Christian,
Unfortunately due to request pipelining (the norm in HTTP/1.1), any
attempt to send an error message or abort just results in the container
having to silently consume the body of the upload anyway. The next
request in the pipeline after a medium size upload could even
conceivably be in the same TCP packet, so the container has to consume
every request to make sure it correctly locates the start of the next
request.
It isn't worth even trying to handle - it's a necessary evil, the
flipside of the taken-for-granted speed boosts that request pipelining
brings.
Rick
Christian Kindler wrote:
Hi all,
there seems to be no possibility to immediately cancel a (multipart)
post request (for example if the content-length exceeds a certain
limit). Whatever I do in a servlet's doPost method (throwing an
exception, closing the request's stream, interrupting the current
thread), the client continues sending the data to the server.
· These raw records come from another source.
PR #711, opened 2025-09-11
Allow CA clients to determine the server protocol version

bsbevins:
Adds a call to the CA client API that allows a client to determine the server's protocol minor version number. This is needed to allow the ca-nameserver to report a server's protocol version correctly to a client.

### DIFF
--- a/modules/ca/src/client/cac.h
+++ b/modules/ca/src/client/cac.h
@@ -203,6 +203,7 @@ public:
     void destroyIIU ( tcpiiu & iiu );
 
     const char * pLocalHostName ();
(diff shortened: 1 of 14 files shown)


mdavidsaver:
How should these calls behave when called on a disconnected channel?

bsbevins:
> How should these calls behave when called on a disconnected channel?

I have added a commit that makes returning CA_UKN_MINOR_VERSION explicit. No change in behavior.

mdavidsaver (approved):
I think this PR looks ok now.

PR #712, opened 2025-09-20
Use OP_SYS_LDFLAGS for -Wl,--gc-sections

JJL772:
OP_SYS_LDLIBS ends up on the GeSys object link command line, which ends up breaking things. When linking GeSys objects, a symbol root is not defined using -u or -e, which is required for --gc-sections to work.

I'm not sure why `-Wl,--gc-sections` was added to `OP_SYS_LDLIBS` in the first place, but switching that over to `OP_SYS_LDFLAGS` seems to work fine. I've only tested with the RTEMS-pc686 target though.

### DIFF
--- a/configure/os/CONFIG.Common.RTEMS-beagleboneblack
+++ b/configure/os/CONFIG.Common.RTEMS-beagleboneblack
@@ -9,7 +9,7 @@ RTEMS_BSP = beagleboneblack
 RTEMS_TARGET_CPU = arm
 GNU_TARGET = arm-rtems
 
-OP_SYS_LDLIBS += -Wl,--gc-sections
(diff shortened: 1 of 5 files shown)


mdavidsaver:
I agree that `-Wl,--gc-sections` belongs in LDFLAGS.

anjohnson (approved):
Agreed, this looks more correct to me. Why hasn’t it caused a problem for other users, is the linking only being done for GeSys builds?

JJL772:
GeSys builds do not define a symbol root with `-u` during the linking step, but the normal linking process does (either `POSIX_Init` or `Init`). So it only becomes an issue when you're building one of these RTEMS 6+ targets with GeSys objects enabled.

So there is nothing I can do to prevent users from sending huge amount
if data to the server and producing a lot of traffic.
All I want to do is to cancel a request immediately. I don't care if
the client get's a reasonable error message or if the connection
remains or not. Is there any way to achieve this or is it a general
problem of the HTTP protocol?
I hope it's o.k. that I ask this question here, on the users list
unfortunately nobody could help or explain the reasons for this behavior.